So you’re green with envy seeing others lounging on the beach or strolling through old towns? A nice, long holiday requires a long vacation and a hefty wallet, but everyone can stick to the resolution of travelling more – all you need to do is learn how to travel cheaper. When looking for tickets, pick the option budget and be surprised – a good deal can take you to mighty Budapest, stylish Warsaw or exotic Tbilisi.
First of all, don’t fear off-season travel. Stay at hostels, instead of Airbnbs and hotels.
Think about it – what you need is a shower and a bed, as you’ll be spending most of the day exploring your destination.
Hostelworld is a great site for booking accommodation. A hostel does not necessarily mean bunks beds; private rooms are available too. The huge common rooms are their best feature – you can meet fellow travellers there and find new friends for life!
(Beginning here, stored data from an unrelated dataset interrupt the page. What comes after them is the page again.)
PR #2863, opened 2020-08-02
Don't save exact duplicates in merged index

aawsome:

Don't save exact duplicates (i.e. same blob ID, same pack, same offset and same length) in index. This situation can happen in rare cases where superseded index files are not deleted. Saving exact duplicates doesn't help anywhere but may pose some problems (more memory usage; and possible trouble within #2842) 

see #2839 

Checklist
---------

### DIFF
--- a/internal/repository/index.go
+++ b/internal/repository/index.go
@@ -464,7 +464,7 @@ func (idx *Index) TreePacks() restic.IDs {
 }
 
 // merge() merges indexes, i.e. idx.merge(idx2) merges the contents of idx2 into idx.
-// idx2 is not changed by this method.
+// During merging exact duplicates are removed;  idx2 is not changed by this method.
 func (idx *Index) merge(idx2 *Index) error {
 	idx.m.Lock()
 	defer idx.m.Unlock()
@@ -476,18 +476,35 @@ func (idx *Index) merge(idx2 *Index) error {
 	}
 
 	packlen := len(idx.packs)
+	// first append packs as they might be accessed when looking for duplicates below
+	idx.packs = append(idx.packs, idx2.packs...)
+
 	// copy all index entries of idx2 to idx
 	for typ := range idx2.byType {
 		m2 := &idx2.byType[typ]
 		m := &idx.byType[typ]
-		m2.foreach(func(entry *indexEntry) bool {
-			// packIndex is changed as idx2.pack is appended to idx.pack, see below
-			m.add(entry.id, entry.packIndex+packlen, entry.offset, entry.length)
+
+		// helper func to test if identical entry is contained in idx
+		hasIdenticalEntry := func(e2 *indexEntry) (found bool) {
+			m.foreachWithID(e2.id, func(e *indexEntry) {
+				b := idx.toPackedBlob(e, restic.BlobType(typ))
+				b2 := idx2.toPackedBlob(e2, restic.BlobType(typ))
+				if b.Length == b2.Length && b.Offset == b2.Offset && b.PackID == b2.PackID {
+					found = true
+				}
+			})
+			return found
+		}
+
+		m2.foreach(func(e2 *indexEntry) bool {
+			if !hasIdenticalEntry(e2) {
+				// packIndex needs to be changed as idx2.pack was appended to idx.pack, see above
+				m.add(e2.id, e2.packIndex+packlen, e2.offset, e2.length)
+			}
 			return true
 		})
 	}
 
-	idx.packs = append(idx.packs, idx2.packs...)
 	idx.treePacks = append(idx.treePacks, idx2.treePacks...)
 	idx.ids = append(idx.ids, idx2.ids...)
 	idx.supersedes = append(idx.supersedes, idx2.supersedes...)
--- a/internal/repository/master_index_test.go
+++ b/internal/repository/master_index_test.go
@@ -1,6 +1,7 @@
 package repository_test
 
 import (
+	"context"
 	"fmt"
 	"math/rand"
 	"testing"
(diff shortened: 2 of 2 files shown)


internal/repository/indexmap.go
```diff
@@ -34,7 +34,7 @@ const (
 )
 
 // add inserts an indexEntry for the given arguments into the map,
-// using id as the key.
+// does not insert duplicates (all values identical to an existing one).
```
greatroar, line 37: This is a new sentence and it contradicts the comment on type indexMap.

```
 // add inserts an indexEntry for the given arguments into the map.
// It allows duplicate ids, but not fully duplicate entries.
```

The comment on indexMap needs an update too.

greatroar:
I haven't investigated the problem, but the code looks good. Insertion will be more expensive, but is still O(1) expected. Merge reduces to add so that is covered as well (maybe add a test for that?).

internal/repository/indexmap_test.go
```diff
@@ -44,26 +44,38 @@ func TestIndexMapForeach(t *testing.T) {
...
+	testForEach := func() {
+		seen := make(map[int]struct{})
+		m.foreach(func(e *indexEntry) bool {
+			i := int(e.id[0])
+			rtest.Assert(t, i < N, "unknown id %v in indexMap", e.id)
+			rtest.Equals(t, i, e.packIndex)
+			rtest.Equals(t, i, int(e.length))
+			rtest.Equals(t, i, int(e.offset))
+
+			seen[i] = struct{}{}
```
MichaelEischer, line 56: This doesn't count duplicate ids. Please make sure that your tests actually _fail_ without the fixed code. So either write the test first or undo the change afterwards and check that the test fails.

aawsome: My bad :-1: 
I'll change this.

aawsome:
There is another issue I just came around when thinking about this change once again: The packIDs are not deduplicated so far.. 
I need to think about how to best do this and change this to WIP in meanwhile..

aawsome:
I changed this such that now the check is performed in `Index.merge()`. IndexMap` stays unchanged now.

internal/repository/index.go
```diff
@@ -476,18 +476,30 @@ func (idx *Index) merge(idx2 *Index) error {
...
+
 	// copy all index entries of idx2 to idx
 	for typ := range idx2.byType {
 		m2 := &idx2.byType[typ]
 		m := &idx.byType[typ]
-		m2.foreach(func(entry *indexEntry) bool {
-			// packIndex is changed as idx2.pack is appended to idx.pack, see below
-			m.add(entry.id, entry.packIndex+packlen, entry.offset, entry.length)
+		m2.foreach(func(e2 *indexEntry) bool {
+			found := false
```
MichaelEischer, line 487: Please add a comment the the `merge` method which mentions that duplicate entries are removed.

The next few lines also needs a comment. And I'd prefer these to be move into a method like `hasPackedBlob` or similar. At first glance it's not obvious at all what the foreach inside another foreach does.

internal/repository/master_index_test.go
```diff
@@ -167,6 +168,14 @@ func TestMasterMergeFinalIndexes(t *testing.T) {
 	rtest.Equals(t, []*repository.Index{idx1, idx2}, finalIndexes)
 
 	mIdx.MergeFinalIndexes()
+	allIndexes := mIdx.All()
+	rtest.Equals(t, 1, len(allIndexes))
+
+	count := 0
```
MichaelEischer, line 174: Please rename the variable to `blobCount`.

MichaelEischer (commented):
@aawsome Did you check the masterIndex benchmarks regarding the performance impact of the additional `foreach` loop?

internal/repository/index.go
aawsome: is changed.

internal/repository/master_index_test.go
aawsome: is changed

aawsome:
> @aawsome Did you check the masterIndex benchmarks regarding the performance impact of the additional `foreach` loop?

Note that the additional `foreachID` loop is `O(1)` itself (at least if the undelying hash is not degenerated). Hence the total complexity of the merge is still roughly (neglecting hash growing of `idx`) `O(n)` with `n` being the number of elements of the index to be merged, i.e. `idx2`. 

Moreover this change only affects the merge itself, and in real-world-scenarios this occurs during 

- loading the index from index files into memory (should be dominated by loading and extracting the files)
- saving a new finished index during backup (this should happen quite rarely as backup itself should be mainly dominated by 

So I do not expect any impact on real-life usage.

About benchmarking: Seems to me that none of the current benchmarks actually includes merging of indexes in the measurements.
I added the benchmark `MasterIndexAlloc` which creates Indexes and merges them under measurement.
Here are the results comparing 5e63294 with b112533:
```
name                old time/op    new time/op    delta
MasterIndexAlloc-4     334ms ± 1%     460ms ± 1%  +37.68%  (p=0.000 n=9+8)

name                old alloc/op   new alloc/op   delta
MasterIndexAlloc-4     258MB ± 0%     258MB ± 0%     ~     (p=0.101 n=10+8)

name                old allocs/op  new allocs/op  delta
MasterIndexAlloc-4      317k ± 0%      317k ± 0%     ~     (p=0.267 n=10+6)
```

MichaelEischer (approved):
LGTM.

> Note that the additional `foreachID` loop is `O(1)` itself (at least if the undelying hash is not degenerated). Hence the total complexity of the merge is still roughly (neglecting hash growing of `idx`) `O(n)` with `n` being the number of elements of the index to be merged, i.e. `idx2`.

`foreachID` could end up a rather large value if a single blob exists lots of times in different packs. But in that case the repository is probably really broken. So `amortized O(1)` would be slightly more precise (not that it matters).

The overhead of 40% seems fine for me, I was worried a bit that we could end up with an overhead of maybe 2x-3x.

PR #2866, opened 2020-08-03
Fix TestMetadataChanged on macOS

erikgeiser:

This pull request fixes a test (`TestMetadataChanged`) that fails on macOS due to sub-second differences in the access time of a node after a snapshot. During my investigation I found that the access time behaviour is a bit strange on macOS Catalina with APFS. It seems to be only updated upon modification with a slight delay causing the access time and the mod time to differ a little bit. This revealed an inconsistency in the archiver's metadata test:

The `want` node is created using [`restic.NodeFromFileInfo()`](https://github.com/restic/restic/blob/66d089e23970dd34e93e87f739740bf9702f4f5c/internal/archiver/archiver_test.go#L2040). This results in a node with separate `AccessTime` and `ModTime` values that might differ. Then, `snapshot()` is called, which does not use [`restic.NodeFromFileInfo()`](https://github.com/restic/restic/blob/66d089e23970dd34e93e87f739740bf9702f4f5c/internal/archiver/archiver.go#L185-L191) directly when saving, but rather uses the wrapper method `Archiver.nodeFromFileInfo()` on an `Archiver` with `WithAtime` set to `false`. Thus, the following code causes the `AccessTime` in the resulting node to be set to the `ModTime`:
```go
func (arch *Archiver) nodeFromFileInfo(filename string, fi os.FileInfo) (*restic.Node, error) {
	node, err := restic.NodeFromFileInfo(filename, fi)
	if !arch.WithAtime {
		node.AccessTime = node.ModTime
	}
	return node, errors.Wrap(err, "NodeFromFileInfo")
}
```

As the `AccessTime` is now changed from the value present in the `want` node, the test fails if `AccessTime` was previously (in the `want` node) not equal to `ModTime` (as seems to be the case on macOS).

I fixed the test by forcing the `want` node to have an equal `AccessTime` and `ModTime` because this node configuration matches the expected result if an `Archiver` with `WithAtime` set to `false` is used to create the snapshot.

Not as far as I'm aware. I could not find any related issues and the change is so minor that I did not want to split the discussion between this PR and a new separate issue.

Checklist
---------

- [x] I have added tests for all changes in this PR (not applicable, as this PR modifies an existing test)

Is a changelog file necessary in this case where the changes are not user facing and only fix an edge case? If yes, I will provide one.

### DIFF
--- a/internal/archiver/archiver_test.go
+++ b/internal/archiver/archiver_test.go
@@ -2050,6 +2050,11 @@ func TestMetadataChanged(t *testing.T) {
 		t.Fatal(err)
 	}
 
+	// create want node the same way the archiver
+	// does when WithAtime is false by setting
+	// AccessTime to ModTime
+	want.AccessTime = want.ModTime
+
 	fs := &StatFS{
 		FS: fs.Local{},
 		OverrideLstat: map[string]os.FileInfo{


MichaelEischer:
This has already been fixed by #2465 . Please make sure that you use the _current_ master branch as starting point. Your PR is based on a commit which is more than a year old, see https://github.com/restic/restic/commits/23ff0cf7e8bba77143a8c4918b84ba7034acf267 .

PR #2871, opened 2020-08-04
Add content_hash to ls --json output

### LINKED ISSUE #2870: Add content hash to ls --json
Output of `restic version`
--------------------------

restic 0.9.6 (v0.9.6-337-g0b21ec44-dirty)

Add a content hash to the `ls --json` output.

When the file was stored in a single chunk, the real sha256 has is available and the reported hash will have the format `"sha256:..."`.

When the file was split into multiple chunks, it is not possible to show a real content hash, because restic does not currently store this information. We can however construct a hash out of the chunk hashes. To distinguish this from a real sha256 of the contents, this hash will have the format `"multi:..."`.

This 'multi' hash can only be compared within a single repo, as different repos will split files in different locations.

I have a PR ready that I add in a moment.

What are you trying to do?
--------------------------

I am trying to figure out if any original pictures have succumbed to bitrot since my initial restic backup of them.

Keeping the full backup history of my pictures in an efficient way makes it possible to recover from bitrot in the future.

wojas:

Add a new content_hash field to every file in the `ls --json` output.

For small files, this will usually be their sha256 hash.

For larger files, we only have the hashes of the content blocks, so we construct a single hash out of those hashes.

See #2870.

Closes #2870 

Checklist
---------

### DIFF
--- a/changelog/unreleased/pull-2871
+++ b/changelog/unreleased/pull-2871
@@ -1,0 +1,8 @@
+Enhancement: Add content hash to `ls --json` output
+
+Added a new `content_hash` field to the `ls --json` output.
+
+These content hashes can only be compared within a single backup repository.
+
+https://github.com/restic/restic/issues/2870
+https://github.com/restic/restic/pull/2871
--- a/cmd/restic/cmd_ls.go
+++ b/cmd/restic/cmd_ls.go
@@ -2,11 +2,13 @@ package main
 
 import (
 	"context"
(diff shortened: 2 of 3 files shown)


MichaelEischer:
I don't really understand the use case for this PR. Wouldn't `diff --json` be a much better solution to compare snapshots?

wojas:
I agree it's a clunky solution. I have dropped this idea and will close PR.

Issue #2004, opened 2018-09-22
Restic backup of root of a drive letter on windows refuses to restore properly


addos:
Output of `restic version`
--------------------------
restic 0.9.2 compiled with go1.10.3 on windows/amd64

How did you run restic exactly?
-------------------------------
restic -r D:\backups backup E:\
restic -r D:\backups restore <id> -t target_dir

What backend/server/service did you use to store the repository?
----------------------------------------------------------------

Expected behavior
-----------------
It should be able to store/restore properly

Actual behavior
---------------
Restic apparently stores : in the paths, which make the repo unable to be restored?

When I run ls against my repo, it shows something like the following:
/E/E:./repo/.git/objects/info
/E/E:./repo/.git/objects/pack
/E/E:./repo/.git/refs
/E/E:./repo/.git/refs/heads
/E/E:./repo/.git/refs/heads/git-annex
/E/E:./repo/.git/refs/heads/synced
/E/E:./repo/.git/refs/heads/synced/git-annex
/E/E:./repo/.git/refs/heads/synced/master
/E/E:./repo/.git/refs/tags

When I try to restore, it shows something like the following:
ignoring error for C:\Users\brad\a\E\E:.\repo\.git\objects\f6: mkdir C:\Users\brad\a\E\E:.: The filename, directory name, or volume label syntax is incorrect.
ignoring error for C:\Users\brad\a\E\E:.\repo\.git\objects\f6\65cfca35e159a0a47237041d1d20edd0218ba3: mkdir C:\Users\brad\a\E\E:.: The filename, directory name, or volume label syntax is incorrect.
ignoring error for C:\Users\brad\a\E\E:.\repo\.git\objects\info: mkdir C:\Users\brad\a\E\E:.: The filename, directory name, or volume label syntax is incorrect.
ignoring error for C:\Users\brad\a\E\E:.\repo\.git\objects\pack: mkdir C:\Users\brad\a\E\E:.: The filename, directory name, or volume label syntax is incorrect.
ignoring error for C:\Users\brad\a\E\E:.\repo\.git\refs: mkdir C:\Users\brad\a\E\E:.: The filename, directory name, or volume label syntax is incorrect.
ignoring error for C:\Users\brad\a\E\E:.\repo\.git\refs\heads: mkdir C:\Users\brad\a\E\E:.: The filename, directory name, or volume label syntax is incorrect.
[...]

PR #2875, opened 2020-08-05
issue2699: restore symlinks on windows when run as admin user

### LINKED ISSUE #1078: Symlinks to a directory are not detected in Windows
## Output of `restic version`
    restic 0.7.0
    compiled with go1.8.3 on windows/amd64

    restic backup --repo R:\test_backup R:\test

Local.

## Expected behavior
The symlink to a directory should be detected just like symlinks to files are.

## Actual behavior
    warning for test\symlinkdir: invalid node type ""

    restic init --repo R:\test_backup
    restic backup --repo R:\test_backup R:\test

`R:\test` contains a directory called `realdir` and a symlink to it called `symlinkdir` created with `mklink /D symlinkdir realdir` (you'll need an elevated prompt in order to do that). A junction to the directory (`mklink /J`) behaves the same way (what's the difference? [see end of page 431](https://books.google.com/books?id=3rdCAwAAQBAJ&pg=PA431&lpg=PA431&dq=there+are+no+windows+function+for+creating+reparse+points&source=bl&ots=d7zxxodyqG&sig=D9qYu2h69YJwSkkSpU6GffoWxO4&hl=es&sa=X&redir_esc=y#v=onepage&q=there%20are%20no%20windows%20function%20for%20creating%20reparse%20points&f=false)).

Somehow `nodeTypeFromFileInfo()` is returning `""` for a symlink to a directory. It might be a bug in the `os` package and this is more like an upstream thing?

### LINKED ISSUE #2699: Windows: Symlinks are not backuped
Output of `restic version`
--------------------------
restic 0.9.6 compiled with go1.13.4 on windows/amd64

```
1. restic -r symlinktest init
2. restic -r symlinktest backup resticsymlinktest
```

This prints
```
repository 17418abd opened successfully, password is correct
created new cache in C:\Users\JsBerbau\AppData\Local\restic

Added to the repo: 343 B

processed 1 files, 31 B in 0:00
snapshot 5f283900 saved
```

The folder resticsymlinktest contained:
File.txt containing

```
Hallo,
I'm the "real" testfile
```

A symlink to that file, created via
`mklink link File.txt`

Tested restore via
`restic -r symlinktest restore -t resticsymlinkrestoretest latest`
Only 1 file was restored, missing the symlink.

Filesystem

Expected behavior
-----------------
The symlink file is included in the backup and restored when restoring.

Actual behavior
---------------
Symlinkfile is not added to backup and thus also not restored.

See above

No

Include symlink files into backup and restore them

Restic is a very great tool and I hope that symlinks are also restored. Then I'm calm that the backup contains all my files and I can recover everything in case of a disaster.

fgma:

Currently symlinks on windows are backed up but not restored. Because of windows restrictions this is only possible with admin privileges. This patch checks if the user running restic has sufficient privileges to restore symlinks and restores them if possible.

For testing the feature you may use the attached demo script: [issue2699.zip](https://github.com/restic/restic/files/5030502/issue2699.zip)

Running demo.bat will do the following:

1. call init.bat: create a demo repository and demo data in the current directory
2. call backup.bat: backup the created data
2. call restore.bat: restore the data to a new folder

Closes #2699
Closes #1078

Checklist
---------

### DIFF
--- a/internal/restic/node.go
+++ b/internal/restic/node.go
@@ -14,7 +14,6 @@ import (
 	"github.com/restic/restic/internal/errors"
 
 	"bytes"
-	"runtime"
 
 	"github.com/restic/restic/internal/debug"
 	"github.com/restic/restic/internal/fs"
@@ -295,10 +294,6 @@ func (node Node) writeNodeContent(ctx context.Context, repo Repository, f *os.Fi
 }
 
 func (node Node) createSymlinkAt(path string) error {
-	// Windows does not allow non-admins to create soft links.
-	if runtime.GOOS == "windows" {
-		return nil
-	}
 
 	if err := os.Remove(path); err != nil && !errors.Is(err, os.ErrNotExist) {
 		return errors.Wrap(err, "Symlink")
--- a/changelog/unreleased/issue-2699
+++ b/changelog/unreleased/issue-2699
@@ -1,0 +1,9 @@
+Bugfix: Restore symbolic links on windows
+
+We've added support to restore symbolic links on windows.
+Because of windows specific restrictions this is only possible when running
+restic having SeCreateSymbolicLinkPrivilege privilege or when running as admin.
+
+https://github.com/restic/restic/issues/1078
+https://github.com/restic/restic/issues/2699
+https://github.com/restic/restic/pull/2875
--- a/doc/050_restore.rst
+++ b/doc/050_restore.rst
@@ -56,6 +56,10 @@ There are case insensitive variants of ``--exclude`` and ``--include`` called
 ``--iexclude`` and ``--iinclude``. These options will behave the same way but
 ignore the casing of paths.
 
+Restoring symbolic links on windows is only possible when the user has
+``SeCreateSymbolicLinkPrivilege`` privilege or is running as admin. This is a
+restriction of windows not restic.
+
 Restore using mount
 ===================
 
--- a/internal/archiver/testing.go
+++ b/internal/archiver/testing.go
@@ -78,10 +78,6 @@ func TestCreateFiles(t testing.TB, target string, dir TestDir) {
 				t.Fatal(err)
 			}
 		case TestSymlink:
-			if runtime.GOOS == "windows" {
-				continue
-			}
-
 			err := fs.Symlink(filepath.FromSlash(it.Target), targetPath)
 			if err != nil {
 				t.Fatal(err)
@@ -139,16 +135,6 @@ func TestEnsureFiles(t testing.TB, target string, dir TestDir) {
 
 	// first, test that all items are there
 	TestWalkFiles(t, target, dir, func(path string, item interface{}) error {
-		// ignore symlinks on Windows
-		if _, ok := item.(TestSymlink); ok && runtime.GOOS == "windows" {
-			// mark paths and parents as checked
-			pathsChecked[path] = struct{}{}
-			for parent := filepath.Dir(path); parent != target; parent = filepath.Dir(parent) {
-				pathsChecked[parent] = struct{}{}
-			}
-			return nil
-		}
-
 		fi, err := fs.Lstat(path)
 		if err != nil {
 			return err
@@ -298,10 +284,6 @@ func TestEnsureTree(ctx context.Context, t testing.TB, prefix string, repo resti
 			}
 			TestEnsureFileContent(ctx, t, repo, nodePrefix, node, e)
 		case TestSymlink:
-			// skip symlinks on windows
-			if runtime.GOOS == "windows" {
-				continue
-			}
 			if node.Type != "symlink" {
 				t.Errorf("tree node %v has wrong type %q, want %q", nodePrefix, node.Type, "file")
 			}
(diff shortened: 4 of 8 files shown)


internal/restic/util_windows.go
```diff
@@ -0,0 +1,39 @@
+package restic
+
+import (
+	"github.com/restic/restic/internal/debug"
+	"golang.org/x/sys/windows"
+)
+
+// IsRunningAsAdminOnWindows is true if the process is running with admin privileges
+var IsRunningAsAdminOnWindows = func() bool {
```
greatroar, line 9: This runs unconditionally for all commands, even though only recover needs the result. As these hacks accumulate, the startup cost of all commands increases. Also, errors are logged but then ignored. It's better written as a function that reads a variable initialized Once:

```
var windowsAdmin struct {
	sync.Once
	isAdmin bool
	err     error
}

func isWindowsAdmin() (bool, error) {
	windowsAdmin.Do(func() {
		windowsAdmin.isAdmin, windowsAdmin.err = /* whatever */
	})
	return windowsAdmin.isAdmin, windowsAdmin.err
}
```

Note that the function need not be public since it is used only inside this package.

internal/restic/node.go
```diff
@@ -297,11 +298,28 @@ func (node Node) writeNodeContent(ctx context.Context, repo Repository, f *os.Fi
...
+		if !IsRunningAsAdminOnWindows {
+			debug.Log(
+				"can't restore symlink to %v without admin privileges on windows",
+				path,
+			)
+			return nil
+		}
+
+		// fix path so a restore to a different location will produce
+		// consistent data
```
greatroar, line 315: Is this necessary? It introduces an incompatbility between Windows and Unix.

internal/restic/util_windows.go
fgma: Was already there in a uncommited version until I "simplified" it. Added it back in https://github.com/restic/restic/pull/2875/commits/a69924fb41920a49681cf4363e0a82e8a4e02ae5.

internal/restic/node.go
fgma: For me it was necessary to restore the symlinks properly, otherwise they would point to invalid locations. This might be related to https://github.com/restic/restic/issues/2004. If this one is done I hope to investigate https://github.com/restic/restic/issues/2004.

hgraeber:
Instead of checking for the Admin User it would be more general to check whether the user has the SeCreateSymbolicLinkPrivilege privilege.

Additional there is the possibility to create symlinks without elevation if developer mode is activated for Windows 10 and CreateSymbolicLink is called with the SYMBOLIC_LINK_FLAG_ALLOW_UNPRIVILEGED_CREATE flag.

internal/restic/node.go
greatroar: On Unix, restore may produce invalid symlinks as well, but I guess the drive letters make this more painful on Windows. I'm not sure what would be the proper behavior here.

fgma:
@hgraeber Implemented in my last commit. Please have a look.

hgraeber:
In principle the check for the check for the privilege looks good to me, but I am a go newbie coming from C/C++.

After thinking more about this, I have doubts whether it is worth making this check to this extent.The only thing it does is getting an error message before creating symlinks. Simply trying to create a symlink an having a error message if it fails should be sufficient. Having the privilege - eg. through an elevated command prompt - is needed in both cases.

So dropping

    // Windows does not allow non-admins to create soft links.
        return nil
    }

in `createSymlinkAt` may be enough to solve the issue.

fgma:
@hgraeber A valid option. I'd add some windows specific code to the error handling to give the user a more specific source of the problem inside the error handling block after calling fs.Symlink(). I'm going to wait for some official feedback on how to continue before putting more work into this PR.

internal/restic/node.go
werbes: > Is this necessary? It introduces an incompatbility between Windows and Unix.

Yes - When doing full system resore of Windows it needs the symbolic links to be restore - else user profiles will not be usable.

werbes (commented):
I have done several restore jobs with this new code on Windows and it gets the symbolic links right when restoring now.

parasiteoflife:
Please, implement this. It's been 2 years

MichaelEischer:
> It's pretty clear restic is just unsupported/abandonware on Windows. It's had data loss inducing bugs with both backup and restore containing symlinks/junctions being broken since release, and unmerged fixes sitting for years.

Windows support for restic has always been primarily community driven, AFAIK there's not much/no windows usage among the maintainers. Nevertheless, I try to also fix Windows-specific problems from time to time. But some pull requests get buried under the large pile of other PRs and then it takes quite some time to dig them out again.

Would you care to elaborate which specific bugs you are referring to?

fgma:
I will look into this in a few days. 

@MichaelEischer What about os.Symlink()? Will this be fixed or should this PR keep the workaround for now?

MichaelEischer:
> Will this be fixed or should this PR keep the workaround for now?

Please change `fs.Symlink()` in `internal/fs/file.go` to
```
return os.Symlink(oldname, fixpath(newname))
```
and remove the workaround afterwards.

MichaelEischer:
@fgma Any progress with cleaning up the PR?

fgma:
@MichaelEischer Looking into it right now.

MichaelEischer:
I've rebased the PR to remove the duplicate commits. The changelog now also contains links to all fixed issues and this PR.

MichaelEischer (approved):
LGTM.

Make sure to chat with the others; they are also there because they don’t want to break the bank. You might get tips about a fantastic restaurant or a museum with free entrance this weekend. The accommodation fee might not include a towel, but that’s nothing to worry about.
Invest in a microfiber towel – it takes up little space and dries very quickly.
You can take it to the beach, and you won’t have to carry a dripping mess in your bag as the towel really dries in a jiffy. Plus, hostels serve breakfast too! Nothing too fancy, but muesli with milk works, doesn’t it? It’ll give you loads of energy for a lengthy ramble.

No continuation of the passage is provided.